Mit 3,5 lbs solltest du das auch bequem können. 
Je nach Rute Material und Qualität sollten pro lbs 25-35 gr Wg als normales WG angesehen werden.
Hinzu kommt noch die Wurfmethode. Höhere Gewichte können grundsätzlich geworfen werden. Die Beschleunigung beim Werfen muss dementsprechend vorsichtig durchgeführt werden. Eine geeignete Schlagschnur wird vorausgesetzt.


----------



## addicted (13. Mai 2014)

*AW: Wieviel Wurfgewicht vertragen die Karpfenruten mehr ?*

Wie Angler999 schon sagte, es kommt auf die Aktion der Ruten, Entfernung, Wurftechnik und Schnurart an. Schlagschnur vorschalten und einfach ausprobieren.

Man kann im Nahbereich auch 3lbs Ruten als Spodruten benutzen. Englische Spodruten haben oft auch nur 3.5lbs-4lbs.


----------



## Katteker (13. Mai 2014)

*AW: Wieviel Wurfgewicht vertragen die Karpfenruten mehr ?*



addicted schrieb:


> Wie Angler999 schon sagte, es kommt auf die Aktion der Ruten, Entfernung, Wurftechnik und Schnurart an. Schlagschnur vorschalten und einfach ausprobieren.
> 
> Man kann im Nahbereich auch 3lbs Ruten als Spodruten benutzen. Englische Spodruten haben oft auch nur 3.5lbs-4lbs.


 
Richtig. Mit ganz deutlicher Betonung auf ENTFERNUNG und WURFTECHNIK.

Wenn man das Gewicht nur 10-20m vor die Füße schlenzt kann man natürlich mit dem Gewicht höher gehen, als wenn man voll durchzieht.

Ich werf mit ner 3lb Karpfenrute öfters 100g+mittleren Köfi auf geschätzte 30m problemlos. Langsam und weit von hinten durchziehen, nicht ruckartig beschleunigen. Allerdings wird die Rute dann beim Wurf schon recht rund. Angst vorm Bruch hab ich da aber noch lange keine, da geht noch mehr.

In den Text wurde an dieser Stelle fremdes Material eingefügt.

PR #3779, opened 2020-03-26
Add 1.7.0 notes already

miekg:
This is the work-in-progress release notes for 1.7.0, adding it now so
we can craft it will we work towards 1.7.0.

Notes currently yell that 1.7.0 is backwards incompatible.

### DIFF
--- a/notes/coredns-1.7.0.md
+++ b/notes/coredns-1.7.0.md
@@ -10,7 +10,9 @@ author = "coredns"
 The CoreDNS team has released
 [CoreDNS-1.7.0](https://github.com/coredns/coredns/releases/tag/v1.7.0).
 
-This is a **backwards incompatible release**. Major changes include: better metrics names, and newly
+This is a **backwards incompatible release**. Major changes include:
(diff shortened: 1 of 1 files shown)


notes/coredns-1.7.0.md
```diff
@@ -0,0 +1,20 @@
...
+tags = ["Release", "1.7.0", "Notes"]
+release = "1.7.0"
+date = 2020-03-24T10:00:00+00:00
+author = "coredns"
++++
+
+The CoreDNS team has released
+[CoreDNS-1.7.0](https://github.com/coredns/coredns/releases/tag/v1.7.0).
+
+This is a **backwards incompatible release**. Major changes include: better metrics names, and newly
```
SuperQ: Let's split up this to make it easier to read.

```suggestion
This is a **backwards incompatible release**. Major changes include:
* Better metrics names (PR #3776)
* New `transfer` plugin that removes the need for plugins to perform their own zone transfers.
```

PR #298, opened 2024-05-18
Update to v2.17.151825

Leopard20:


src/client/headers/client/sqf/world.hpp
```diff
@@ -448,6 +448,28 @@ namespace intercept {
...
+                sqf_string pp_effect_type;   // one of Normal, NightVision, Thermal, Colors, Mirror, ChromAber or FilmGrain;
+                float TIIndex;               // see setCamUseTI for possible values;
+                explicit r2t(const game_value &gv_) : r2t_name{gv_[0]},
+                                                      r2t_effect_name{gv_[1]},
+                                                      pp_effect_type{gv_[2]},
+                                                      TIIndex{gv_[3]} {}
+            };
+            object camera;              // the camera itself (see camCreate);
+            std::vector<r2t> r2t_infos;  // [r2tName, r2tEffectName, ppEffectType, TIindex]
+            sqf_string effect_name;     // (Optional, only available if isPrimary is true) see cameraEffect for possible values;
```
dedmen, line 466: We coooould make these std::optional's

src/client/headers/client/sqf/world.hpp
```diff
@@ -448,6 +448,28 @@ namespace intercept {
...
+            float view_mode;            // (Optional, only available if isPrimary is true) 0 = normal, 1 = NVG, 2 = TI, 3 = NVG + TI;
```
dedmen, line 467: Might aswell make this enum/bitset?
Not really needed.
In actuality its an int though, same for TIIndex, its an int at the end

dedmen (approved):

src/client/headers/client/sqf/world.hpp
Leopard20: I just copy pasted stuff from the wiki (I used my conversion script that I shared in the Wiki section) 😅 
But yeah enum makes more sense.

PR #845, opened 2019-08-06
Jasypt encryption

namtruong:
This PR enables jdbc password in configuration file to be obfuscated by using jasypt library for encryption/decryption.

- To enable the feature simply replace plain-text property with encrypted value and have it wrapped inside `ENC()` function. I.e. `"password": "ENC(ujMeokIQ9UFHSuBYetfRjQTpZASgaua3)"`.

- For details on how to encrypt a string using jasypt binary, see **Encrypt database password** section below.

Please note at the moment this encryption is only enabled on `jdbc.password`


Krish1979 (dismissed):

config/src/main/java/com/quorum/tessera/config/adapters/EncryptedStringAdapter.java
```diff
@@ -0,0 +1,43 @@
...
+    private static final Logger LOGGER = LoggerFactory.getLogger(EncryptedStringAdapter.class);
+
+    private final PBEStringEncryptor encryptor = new StandardPBEStringEncryptor();
+
+    @Override
+    public String unmarshal(String textToDecrypt) {
+
+        if (PropertyValueEncryptionUtils.isEncryptedValue(textToDecrypt)) {
+
+            if (!((StandardPBEStringEncryptor) encryptor).isInitialized()) {
```
prd-fox: Should we not have the implementation as the member variable? No point casting every time for the sake of having an interface as the member variable.
I guess if you need convincing, then we do depend on this particular implementation, so that is what we should include, we don't depend on just the interface.

config/src/main/java/com/quorum/tessera/config/util/ConfigSecretReader.java
```diff
@@ -0,0 +1,43 @@
...
+            }
+        }
+
+        LOGGER.warn("Not able to find or read any secret for decrypting sensitive values in config.");
+
+        return Optional.empty();
+    }
+
+    public static String readSecretFromConsole() {
+        System.out.println("Please enter the secret/password used to decrypt config value");
```
prd-fox: We should use `SystemAdapter.out()` when wanting to output directly to the console. This makes it easier for testing.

Einfach testen und langsam steigern. Man fühlt und sieht doch auch, wenn die Rute überlastet ist.


----------



## Seele (13. Mai 2014)

*AW: Wieviel Wurfgewicht vertragen die Karpfenruten mehr ?*

Man entwickelt mit der Zeit ein Gefühl für seine Ruten, dann kann man auch gerne mal mehr werfen. Sollte es aber naütrlich nicht übertreiben. 
200g werfe ich an einer 3lbs Rute ohne Bedenken, nur ziehe ich da halt nicht voll durch.


----------



## Thomas9904 (13. Mai 2014)

*AW: Wieviel Wurfgewicht vertragen die Karpfenruten mehr ?*



Katteker schrieb:


> Man fühlt und sieht doch auch, wenn die Rute überlastet ist.


Und spätestens, wenn mans auch hört, isses zu spät...
:q:q

Ich denke auch, dass man sich da rantasten kann.

Und da die WG/Aktions-Angaben eh nach mir nicht nachvollziehbaren Kriterien "ermittelt" (geraten? gewürfelt?) werden, wie man an vielen Berichten immer wieder feststellen kann, bei denen Ruten sehr viel mehr oder sehr viel weniger vertragen, bleibt eh nix über, als sich ranzutasten...


----------



## Trollwut (13. Mai 2014)

*AW: Wieviel Wurfgewicht vertragen die Karpfenruten mehr ?*

Ich feuer mit meinen 3 lbs Rutn 142g unter Vollspannung durch die Gegend. So ca. 120m komm ich damit (Grob geschätzt)
Hat allerdings auch lang genug gedauert bis ich mich das getraut hab


----------



## murmeli1965 (13. Mai 2014)

*AW: Wieviel Wurfgewicht vertragen die Karpfenruten mehr ?*

Die Outcast 13 ft. 3,5lb verträgt ohne Probleme bei vollem Durchziehen 180 Gramm (140m).
Die höchsten Weiten erziele ich allerdings mit 128 Gramm (170m).

Gruß Oldi


----------



## fxschmxxstxrp (14. Mai 2014)

*AW: Wieviel Wurfgewicht vertragen die Karpfenruten mehr ?*

Im Angelladen wurde mir die Spod Rute emfohlen da ich fast nur auf Aal mit 100 bis 200g in der Strömung angele.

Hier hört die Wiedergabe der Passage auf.